PESA SA/NT Technical Luncheon, Thursday 24th June – Strike Energy: West Erregulla Update & PESA Prize Winner: Brittany McDermott
Thursday, 24 June, 2021 @ 12:00 pm - 2:00 pm (Australia/Adelaide time)
$20.00 – $80.00
PESA SA/NT June Technical Luncheon
When: Thursday 24th June, 12pm for 12:30
Where: Ayers House, 288 North Tce, Adelaide
Speakers: Andrew Farley (Strike Energy) & Brittany McDermott (PESA Prize Winner)
This months luncheon has a double-bill
Andrew Farley:
ABSTRACT: West Erregulla Update
Since the discovery of the West Erregulla field in 2019, Strike has embarked on an aggressive three well appraisal plan moving to reserves and FID. Andrew will discuss the highs and lows of the appraisal campaign so far, what it means for West Erregulla, and the next big well South Erregulla 1 to be drilled later this year.
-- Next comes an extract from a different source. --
PR #689, opened 2020-04-05
[NOD-897] Support rolling back flat-files in database transactions

stasatdaglabs:


stasatdaglabs:
We decided to tackle this issue differently when we implement pruning.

Brittany McDermott – PESA prize winner
ABSTRACT: Characterisation of Submarine Slides and Slumps in the Seaspray Group of the Gippsland Basin
The Seaspray Group, of the Gippsland Basin creates complex acoustic velocity architecture within the basin that makes accurate processing and time-to-depth conversion of seismic reflection survey data very difficult. As a result, interpretation of the underlying Latrobe Group petroleum reservoir system can become compromised. Reinterpreting depositional components of the architecture of the Seaspray Group may result in an improved acoustic velocity field for depth conversion.
The Seaspray Group shows evidence of sliding and slumping material, and this study aimed to characterise these submarine environment events. The key components of a submarine slide and the deposits they produce are; the presence of a ductile basal detachment surface, slide blocks have a crescent-shaped scarp of slide blocks and toe thrust front, presence of sediment rollover, downlapping reflectors, mass flow, and deposits exhibit evidence of rapid fluidisation caused by dewatering events. During the Mid-Miocene, the Gippsland Basin was a shelf margin basin that underwent a significant compressional tectonic event. This event would have provided the shear stress to create sliding as extensional relief formed atop the Seaspray Group generated by growing anticlines in the Latrobe Group below. Submarine sliding and slumping aligns as an explanation of the structural complexities seen in seismic imaging data of the Seaspray Group, and other evidence supports it as a possibility.